Activity: How many lines in the data below contain the word "public"? State only the number.

Given entries:
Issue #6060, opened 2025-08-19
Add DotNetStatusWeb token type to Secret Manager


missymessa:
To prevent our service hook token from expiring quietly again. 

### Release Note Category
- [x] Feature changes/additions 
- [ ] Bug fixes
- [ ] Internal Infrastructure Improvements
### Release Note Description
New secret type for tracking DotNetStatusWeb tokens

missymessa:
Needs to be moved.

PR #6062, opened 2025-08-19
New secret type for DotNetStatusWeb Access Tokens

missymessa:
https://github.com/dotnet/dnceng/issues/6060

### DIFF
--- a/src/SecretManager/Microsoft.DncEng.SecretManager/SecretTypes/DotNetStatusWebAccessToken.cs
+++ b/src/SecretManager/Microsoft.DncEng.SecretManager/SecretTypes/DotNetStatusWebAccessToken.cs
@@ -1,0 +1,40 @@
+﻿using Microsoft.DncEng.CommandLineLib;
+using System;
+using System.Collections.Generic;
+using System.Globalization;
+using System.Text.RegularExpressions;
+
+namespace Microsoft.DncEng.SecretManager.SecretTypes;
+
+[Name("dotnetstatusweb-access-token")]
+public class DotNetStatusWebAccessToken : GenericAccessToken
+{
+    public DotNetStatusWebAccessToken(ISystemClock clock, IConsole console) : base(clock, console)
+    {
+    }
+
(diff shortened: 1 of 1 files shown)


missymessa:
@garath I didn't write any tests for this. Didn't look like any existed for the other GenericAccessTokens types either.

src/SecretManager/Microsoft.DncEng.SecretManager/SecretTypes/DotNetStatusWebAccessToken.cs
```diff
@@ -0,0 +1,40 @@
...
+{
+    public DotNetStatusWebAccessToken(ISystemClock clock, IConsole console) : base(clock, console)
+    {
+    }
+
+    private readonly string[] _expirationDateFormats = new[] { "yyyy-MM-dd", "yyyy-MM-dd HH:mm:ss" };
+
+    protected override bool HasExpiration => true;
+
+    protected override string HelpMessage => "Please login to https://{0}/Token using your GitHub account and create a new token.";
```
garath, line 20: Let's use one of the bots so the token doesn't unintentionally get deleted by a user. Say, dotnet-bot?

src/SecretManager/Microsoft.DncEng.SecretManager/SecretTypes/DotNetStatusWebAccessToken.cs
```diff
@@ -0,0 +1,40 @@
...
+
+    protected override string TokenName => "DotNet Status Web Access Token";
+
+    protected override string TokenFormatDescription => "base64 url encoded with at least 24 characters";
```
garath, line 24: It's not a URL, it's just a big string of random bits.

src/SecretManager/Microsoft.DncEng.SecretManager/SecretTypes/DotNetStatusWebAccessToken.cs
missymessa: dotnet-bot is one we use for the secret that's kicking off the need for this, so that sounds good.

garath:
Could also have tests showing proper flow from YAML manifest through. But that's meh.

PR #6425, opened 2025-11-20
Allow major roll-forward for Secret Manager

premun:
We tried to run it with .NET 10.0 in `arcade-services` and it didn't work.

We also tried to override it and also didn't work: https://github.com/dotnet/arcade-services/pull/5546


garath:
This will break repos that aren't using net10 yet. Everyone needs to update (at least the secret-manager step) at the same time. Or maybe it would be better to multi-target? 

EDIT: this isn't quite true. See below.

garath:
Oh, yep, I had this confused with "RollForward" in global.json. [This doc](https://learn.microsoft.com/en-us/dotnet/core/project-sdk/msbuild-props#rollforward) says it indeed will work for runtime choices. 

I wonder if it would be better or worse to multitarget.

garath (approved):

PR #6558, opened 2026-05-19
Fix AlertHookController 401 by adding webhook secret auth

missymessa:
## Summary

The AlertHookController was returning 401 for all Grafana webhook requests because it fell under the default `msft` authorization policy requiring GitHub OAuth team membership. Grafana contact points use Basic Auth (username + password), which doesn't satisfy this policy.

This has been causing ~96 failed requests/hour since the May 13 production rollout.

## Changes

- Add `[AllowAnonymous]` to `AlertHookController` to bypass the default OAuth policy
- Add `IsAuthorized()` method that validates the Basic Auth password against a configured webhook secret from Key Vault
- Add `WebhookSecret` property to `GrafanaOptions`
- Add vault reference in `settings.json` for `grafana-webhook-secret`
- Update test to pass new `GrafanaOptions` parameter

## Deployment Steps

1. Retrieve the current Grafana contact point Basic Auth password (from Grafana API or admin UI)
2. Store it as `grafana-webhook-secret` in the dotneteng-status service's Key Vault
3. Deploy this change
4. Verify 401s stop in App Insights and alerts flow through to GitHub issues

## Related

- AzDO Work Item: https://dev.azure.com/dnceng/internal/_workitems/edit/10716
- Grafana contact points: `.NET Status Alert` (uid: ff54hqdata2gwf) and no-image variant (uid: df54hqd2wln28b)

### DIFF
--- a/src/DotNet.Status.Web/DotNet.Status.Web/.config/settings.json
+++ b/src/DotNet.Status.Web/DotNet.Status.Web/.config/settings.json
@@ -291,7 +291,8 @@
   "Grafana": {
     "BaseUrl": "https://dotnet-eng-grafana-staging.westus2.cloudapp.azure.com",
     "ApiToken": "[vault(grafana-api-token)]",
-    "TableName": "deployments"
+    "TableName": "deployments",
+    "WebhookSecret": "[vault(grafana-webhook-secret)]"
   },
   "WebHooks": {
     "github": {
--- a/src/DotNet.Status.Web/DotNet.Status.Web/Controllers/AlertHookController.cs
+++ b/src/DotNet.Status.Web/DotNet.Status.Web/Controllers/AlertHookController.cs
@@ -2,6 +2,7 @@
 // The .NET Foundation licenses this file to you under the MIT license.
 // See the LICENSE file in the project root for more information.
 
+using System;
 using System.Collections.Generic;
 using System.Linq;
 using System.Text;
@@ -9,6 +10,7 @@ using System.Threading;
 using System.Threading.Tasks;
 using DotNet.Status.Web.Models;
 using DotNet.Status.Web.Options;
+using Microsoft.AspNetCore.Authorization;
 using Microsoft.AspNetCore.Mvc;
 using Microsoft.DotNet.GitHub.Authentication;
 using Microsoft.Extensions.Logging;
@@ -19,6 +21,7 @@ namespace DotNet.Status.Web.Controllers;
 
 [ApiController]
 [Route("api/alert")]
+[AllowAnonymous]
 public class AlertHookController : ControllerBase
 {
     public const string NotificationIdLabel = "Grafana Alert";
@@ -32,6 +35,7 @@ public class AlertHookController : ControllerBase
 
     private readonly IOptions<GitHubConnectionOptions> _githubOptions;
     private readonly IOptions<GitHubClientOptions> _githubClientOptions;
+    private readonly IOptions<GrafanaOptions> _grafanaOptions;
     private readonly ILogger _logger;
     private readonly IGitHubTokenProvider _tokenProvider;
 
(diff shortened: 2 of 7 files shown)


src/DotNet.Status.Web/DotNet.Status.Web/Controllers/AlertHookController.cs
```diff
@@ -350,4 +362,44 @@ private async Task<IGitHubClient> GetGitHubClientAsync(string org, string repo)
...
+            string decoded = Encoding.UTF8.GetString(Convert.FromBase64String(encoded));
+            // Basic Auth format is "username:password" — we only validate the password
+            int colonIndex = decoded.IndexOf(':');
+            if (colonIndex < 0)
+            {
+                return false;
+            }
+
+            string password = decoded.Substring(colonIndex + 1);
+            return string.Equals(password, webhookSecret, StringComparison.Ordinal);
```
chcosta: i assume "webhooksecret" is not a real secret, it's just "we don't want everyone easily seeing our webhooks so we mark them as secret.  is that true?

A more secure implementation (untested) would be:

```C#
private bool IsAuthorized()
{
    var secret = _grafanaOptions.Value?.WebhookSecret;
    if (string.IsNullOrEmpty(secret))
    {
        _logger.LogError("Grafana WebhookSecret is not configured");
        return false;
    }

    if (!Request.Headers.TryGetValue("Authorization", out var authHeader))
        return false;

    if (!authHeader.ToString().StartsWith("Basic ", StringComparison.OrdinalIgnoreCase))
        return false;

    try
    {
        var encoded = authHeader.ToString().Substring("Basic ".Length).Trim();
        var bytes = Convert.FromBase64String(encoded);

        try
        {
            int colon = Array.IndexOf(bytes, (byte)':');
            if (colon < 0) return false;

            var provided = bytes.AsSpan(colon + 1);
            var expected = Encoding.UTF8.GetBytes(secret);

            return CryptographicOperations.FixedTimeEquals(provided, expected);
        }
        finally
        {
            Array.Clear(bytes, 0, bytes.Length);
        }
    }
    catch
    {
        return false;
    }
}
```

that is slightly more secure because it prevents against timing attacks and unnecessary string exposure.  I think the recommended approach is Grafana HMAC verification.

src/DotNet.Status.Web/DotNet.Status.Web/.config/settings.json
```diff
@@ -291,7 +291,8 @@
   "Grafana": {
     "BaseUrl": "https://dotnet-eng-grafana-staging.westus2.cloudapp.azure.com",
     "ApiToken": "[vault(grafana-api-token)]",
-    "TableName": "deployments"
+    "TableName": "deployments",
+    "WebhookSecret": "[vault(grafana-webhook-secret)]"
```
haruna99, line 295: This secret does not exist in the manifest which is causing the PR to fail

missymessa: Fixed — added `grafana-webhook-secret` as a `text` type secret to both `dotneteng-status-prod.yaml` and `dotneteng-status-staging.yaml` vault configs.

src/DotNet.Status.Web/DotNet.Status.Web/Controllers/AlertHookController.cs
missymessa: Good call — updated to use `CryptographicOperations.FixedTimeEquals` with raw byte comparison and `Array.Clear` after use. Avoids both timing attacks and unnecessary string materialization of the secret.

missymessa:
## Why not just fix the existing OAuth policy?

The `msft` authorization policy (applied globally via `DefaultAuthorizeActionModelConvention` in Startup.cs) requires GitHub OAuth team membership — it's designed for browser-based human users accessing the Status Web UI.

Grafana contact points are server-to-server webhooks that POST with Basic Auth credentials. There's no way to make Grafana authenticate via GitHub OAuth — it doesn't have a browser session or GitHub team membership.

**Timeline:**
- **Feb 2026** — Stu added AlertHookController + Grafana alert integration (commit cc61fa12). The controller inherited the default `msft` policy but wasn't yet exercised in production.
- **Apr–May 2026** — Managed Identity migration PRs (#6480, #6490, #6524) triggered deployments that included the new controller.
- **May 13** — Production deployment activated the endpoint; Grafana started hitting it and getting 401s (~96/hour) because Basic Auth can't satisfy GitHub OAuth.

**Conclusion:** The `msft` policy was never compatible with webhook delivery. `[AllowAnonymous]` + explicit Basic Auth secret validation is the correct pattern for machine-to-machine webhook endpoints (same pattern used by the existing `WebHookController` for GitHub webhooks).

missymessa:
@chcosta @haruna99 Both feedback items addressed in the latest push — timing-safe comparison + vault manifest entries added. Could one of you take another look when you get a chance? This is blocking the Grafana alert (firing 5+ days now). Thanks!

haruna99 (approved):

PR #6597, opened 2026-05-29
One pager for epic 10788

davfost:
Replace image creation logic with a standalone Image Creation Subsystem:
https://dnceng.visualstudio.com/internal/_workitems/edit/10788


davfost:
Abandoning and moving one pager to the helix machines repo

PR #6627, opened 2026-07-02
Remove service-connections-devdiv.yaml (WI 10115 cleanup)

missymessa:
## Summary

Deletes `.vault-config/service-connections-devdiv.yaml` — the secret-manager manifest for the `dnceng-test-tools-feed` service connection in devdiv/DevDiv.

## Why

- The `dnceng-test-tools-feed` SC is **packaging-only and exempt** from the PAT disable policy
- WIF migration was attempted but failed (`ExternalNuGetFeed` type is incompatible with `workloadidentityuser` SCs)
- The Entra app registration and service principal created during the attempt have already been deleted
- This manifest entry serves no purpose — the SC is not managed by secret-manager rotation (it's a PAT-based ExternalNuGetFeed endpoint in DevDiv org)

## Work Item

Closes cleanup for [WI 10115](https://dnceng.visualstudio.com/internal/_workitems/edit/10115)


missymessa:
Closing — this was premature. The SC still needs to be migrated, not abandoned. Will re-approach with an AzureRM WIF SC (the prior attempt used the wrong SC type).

Answer to this problem: 6